§ **Supplied entries**:
PR #1824, opened 2018-08-06
[AppInsights] moving to newer .NET logging dependencies

### LINKED ISSUE #1780: Configure ApplicationInsights through  IConfiguration or options
ApplicationInsights is now configured via explicit parameters in `AddApplicationInsights` signature

https://github.com/Azure/azure-webjobs-sdk/blob/dev/src/Microsoft.Azure.WebJobs.Logging.ApplicationInsights/ApplicationInsightsHostBuilderExtensions.cs#L50

```
        public static IHostBuilder AddApplicationInsights(
            this IHostBuilder builder, 
            string instrumentationKey,
            Func<string, LogLevel, bool> filter,
            SamplingPercentageEstimatorSettings samplingSettings)
```
The list of parameters may grow and it becomes hard to manage default values and overloads. But now Script host passes parameters explicitly. We should revisit this and configure the AI via IConfiguration and/or configuration options.

See  also https://github.com/Azure/azure-webjobs-sdk/pull/1763#discussion_r198633087 and https://github.com/Azure/azure-webjobs-sdk/pull/1767#discussion_r198616628

brettsam:
Fixes #1780.

Moves our Application Insights logging to use `IConfiguration`, `ILoggingBuilder`, and `LogFilterOptions` like other providers.

One tricky piece -- the App Insights pipeline doesn't filter logs until *after* they've gone to the QuickPulse processor. This is so you can get an accurate view of your site, even with logging turned off. There's not a real mechanism for this in the logging types. So I register a filter that allows all logs through for our logger, then I 'capture' the logger rules and apply them later in the pipeline.

All tests are passing, but I want to add some new ones for this new behavior before committing. Sending now for early comments.


brettsam:
Had to take a different approach to our filtering scenarios. Just pushed that. When testing I realized that any filters a customer would add to "AppInsights" wouldn't get properly applied. 

I'm going to have to rebase this on #1825 once that goes in, then it should be ready for a final signoff.

src/Microsoft.Azure.WebJobs.Host/Hosting/WebJobsHostBuilderExtensions.cs
```diff
@@ -28,6 +29,13 @@ public static IHostBuilder ConfigureWebJobsHost(this IHostBuilder builder, Actio
                 config.AddEnvironmentVariables();
             });
 
+
+            builder.ConfigureLogging((context, logging) =>
+            {
+                // Loggers can be configured under "Logging" in config
+                logging.AddConfiguration(context.Configuration.GetSection("Logging"));
+            });
```
brettsam: @fabiocav -- I decided to auto-register this. It seems like a common pattern and is overrideable if needed (I have a test that verifies this).

src/Microsoft.Azure.WebJobs.Logging.ApplicationInsights/Extensions/ApplicationInsightsLoggingBuilderExtensions.cs
```diff
@@ -0,0 +1,59 @@
...
+                    return r.ProviderName == typeof(ApplicationInsightsLoggerProvider).FullName
+                        || r.ProviderName == ApplicationInsightsLoggerProvider.Alias;
+                }).ToArray();
+
+                foreach (var rule in matchingRules)
+                {
+                    o.Rules.Remove(rule);
+                }
+
+                o.Rules.Add(new ApplicationInsightsLoggerFilterRule(matchingRules.ToList()));
```
brettsam: Here's the new behavior -- we capture all rules applying to our logger and store them inside a custom rule for re-enabling later.

brettsam:
@fabiocav -- ping

src/Microsoft.Azure.WebJobs.Host/Hosting/WebJobsHostBuilderExtensions.cs
fabiocav: Sounds good.  Do we need to think about whether this  would be on the root, though? In the case of host.json, this would be scoped under "AzureFunctionsJobHost", do we need to special case it?

fabiocav: I guess we could also have some logic in Script where `AddConfiguration` is called with the appropriate section.

src/Microsoft.Azure.WebJobs.Logging.ApplicationInsights/Extensions/ApplicationInsightsLoggingBuilderExtensions.cs
```diff
@@ -0,0 +1,59 @@
...
+
+            builder.Services.PostConfigure<LoggerFilterOptions>(o =>
+            {
+                // We want all logs to flow through the logger so they show up in QuickPulse.
+                // To do that, we'll hide all registered rules inside of this one. They will be re-populated
+                // and used by the FilteringTelemetryProcessor futher down the pipeline.
+
+                var matchingRules = o.Rules.Where(r =>
+                {
+                    return r.ProviderName == typeof(ApplicationInsightsLoggerProvider).FullName
```
fabiocav: nit: move `typeof(...)` outside of lambda and use resolved name

src/Microsoft.Azure.WebJobs.Logging.ApplicationInsights/Extensions/ApplicationInsightsLoggingBuilderExtensions.cs
```diff
@@ -0,0 +1,59 @@
...
+                        || r.ProviderName == ApplicationInsightsLoggerProvider.Alias;
+                }).ToArray();
```
fabiocav: Can we just call `ToList` here and avoid the call below?

src/Microsoft.Azure.WebJobs.Logging.ApplicationInsights/Extensions/ApplicationInsightsServiceCollectionExtensions.cs
```diff
@@ -0,0 +1,225 @@
...
+        }
+
+        public static IServiceCollection AddApplicationInsights(this IServiceCollection services)
+        {
+            // Bind to the configuration section registered with 
+            services.AddOptions<ApplicationInsightsLoggerOptions>()
+                .Configure<ILoggerProviderConfiguration<ApplicationInsightsLoggerProvider>>((options, config) =>
+                {
+                    config.Configuration?.Bind(options);
+                });
```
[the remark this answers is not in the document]
fabiocav: 👍

src/Microsoft.Azure.WebJobs.Logging.ApplicationInsights/Extensions/ApplicationInsightsServiceCollectionExtensions.cs
```diff
@@ -0,0 +1,227 @@
...
+
+                return dependencyCollector;
+            });
+            services.AddSingleton<ITelemetryModule, AppServicesHeartbeatTelemetryModule>();
+
+            ServerTelemetryChannel serverChannel = new ServerTelemetryChannel();
+            services.AddSingleton<ITelemetryChannel>(serverChannel);
+            services.AddSingleton<TelemetryConfiguration>(provider =>
+            {
+                ApplicationInsightsLoggerOptions options = provider.GetService<IOptions<ApplicationInsightsLoggerOptions>>().Value;
```
fabiocav: Would it make sense to wrap this logic up in a factory?

brettsam: Yes, I was going to bring that up with @lmolkova as well. It's getting pretty big and may be nice to split out. But not as part of this change.

src/Microsoft.Azure.WebJobs.Logging.ApplicationInsights/Extensions/ApplicationInsightsLoggingBuilderExtensions.cs
brettsam: Yup, will do.

src/Microsoft.Azure.WebJobs.Logging.ApplicationInsights/Extensions/ApplicationInsightsLoggingBuilderExtensions.cs
brettsam: Yup, good call.

src/Microsoft.Azure.WebJobs.Host/Hosting/WebJobsHostBuilderExtensions.cs
brettsam: Yeah, you bring up a good point. I'll actually pull this out and we can chat about it. The logging docs show that you should add this yourself -- but I was trying to eliminate some concepts for people getting started. But maybe it won't work quite as smoothly as I'd hoped. It's easy to add back later.

lmolkova:
@davidfowl @brettsam 

we also heavily use logger scopes here to track, scope and enrich AppInsights telemetry. It will be problematic with the 'Microsoft.Extensions.Logging.ApplicationInsights' that does not know about webjob/functions scopes.

If we decide to move the Microsoft.Extensions.Logging.ApplicationInsights here, we'll need to find another level of abstraction to track requests/metrics and set custom properties.

PR #1825, opened 2018-08-07
Refactoring builder APIs, introducing IWebJobsBuilder, moving extension methods

fabiocav:


fabiocav:
Initial work for the configuration updates planned.

This initial set of changes introduce a different builder pattern, with WebJobs services added to the `IWebJobsBuilder` instance returned (when working with `IServiceCollection`) or provided when configuring the host (from `IHostBuilder`).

§ **Assigned task**:
Pull every line with the string "want" out of the material.

§ **Task output**:
All tests are passing, but I want to add some new ones for this new behavior before committing. Sending now for early comments.
+                // We want all logs to flow through the logger so they show up in QuickPulse.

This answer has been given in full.